Building Literacies In & Out of School

Effective literacy teaching and learning are key to helping students succeed both in and out of school. Literacy needs to be taught across content areas, and school-based tasks need to recognize and build on young people’s use of literacy in home, community, and peer settings. RFA’s literacy-focused work has included research on a range of settings, including early grades, high schools, alternative schools, and out-of-school settings. RFA has built knowledge about areas such as effective teacher professional development and literacy coaching, strategies to support struggling readers, adolescent literacy practices, and student engagement.
New Media, New Literacy: Learning from Youth in Philadelphia and Chester
Can you find a teenager today who doesn’t have a cell phone, iPod, laptop computer or digital camera? Teachers in classrooms everywhere are in a near-constant battle to pull students’ attention from gadgets – but they hold untapped potential as learning tools. What can we learn from students’ interest in technology and communication to enhance their literacy skills and improve their education? That was the question posed by Joslyn Young as she spent a year in residence at Research for Action as a Stoneleigh Junior Fellow studying the role of out-of-school media literacy and its effect on learning. Click here to access her portal of information on the role of media literacy and its effect on student learning.
Selected Activities
- Member, National Advisory Board of the Children’s Literacy Initiative – Philadelphia, PA
Selected Projects
This is a national, multi-site examination of how teachers, students, schools, districts and others educational entities develop, respond to and/or utilize new assessment tools. Funded by the Bill and Melinda Gates Foundation, RFA is working with a team of researchers to study how the new tools are utilized in the classroom; and how an array of supports, including professional development and new technology platforms, affect the implementation and utilization of the new tools.
The School District of Philadelphia operates 13 accelerated high schools to help get off-track students (e.g., over-age, under-credited youth) back on track to graduation. This project examines literacy teaching and learning at the accelerated high schools to support program implementation and professional development there and to inform broader District efforts to invigorate literacy teaching and learning throughout the system, particularly for the lowest performing students. This project is supported by the William Penn Foundation.
The William Penn Foundation funds Center for Literacy's Integrated Literacy Model (ILM) at West Philadelphia High School and commissioned RFA to conduct an implementation and impact evaluation of the model. This pilot project aims to improve high school graduation rates by addressing low literacy levels, one of the key risk factors for dropout.

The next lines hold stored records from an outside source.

PR #5921, opened 2025-06-20
remove async storage

wconti27:
### Plugin Checklist

- [ ] Unit tests.
- [ ] Integration tests.
- [ ] Benchmarks.
- [ ] TypeScript [tests][2].
- [ ] API [documentation][3].
- [ ] CI [jobs/workflows][4].

### DIFF
--- a/packages/datadog-instrumentations/src/redis.js
+++ b/packages/datadog-instrumentations/src/redis.js
@@ -2,8 +2,7 @@
 
 const {
   channel,
-  addHook,
-  AsyncResource
+  addHook
 } = require('./helpers/instrument')
 const shimmer = require('../../datadog-shimmer')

ILM literacy specialists provide intensive literacy instruction to 9th graders reading below grade level, as well as to similar students in an after-school Twilight program. An ILM literacy coach supports 9th grade teachers in integrating literacy across the content areas.

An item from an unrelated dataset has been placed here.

PR #5927, opened 2025-06-23
Use proper API to get number of bytes in data

watson:
### What does this PR do?

Relying on string length to calculate the number of bytes in the string is incorrect as the `length` property returns number of characters - not the number of bytes those characters take up.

RFA evaluated the RCS/EBL initiative designed and implemented by a partnership of PEF and the School District of Philadelphia. Full-time Literacy Intern Teachers in the early grades work alongside senior teachers. RFA examined the impact of this initiative on classroom instruction and student achievement, and the success of the internship model in recruiting, training and retaining new teachers.
RFA is conducting a mixed-methods evaluation of the American Reading Company's ACTION 100 initiative in more than 20 elementary schools in Camden. The study will focus on ACTION 100's impact on student achievement.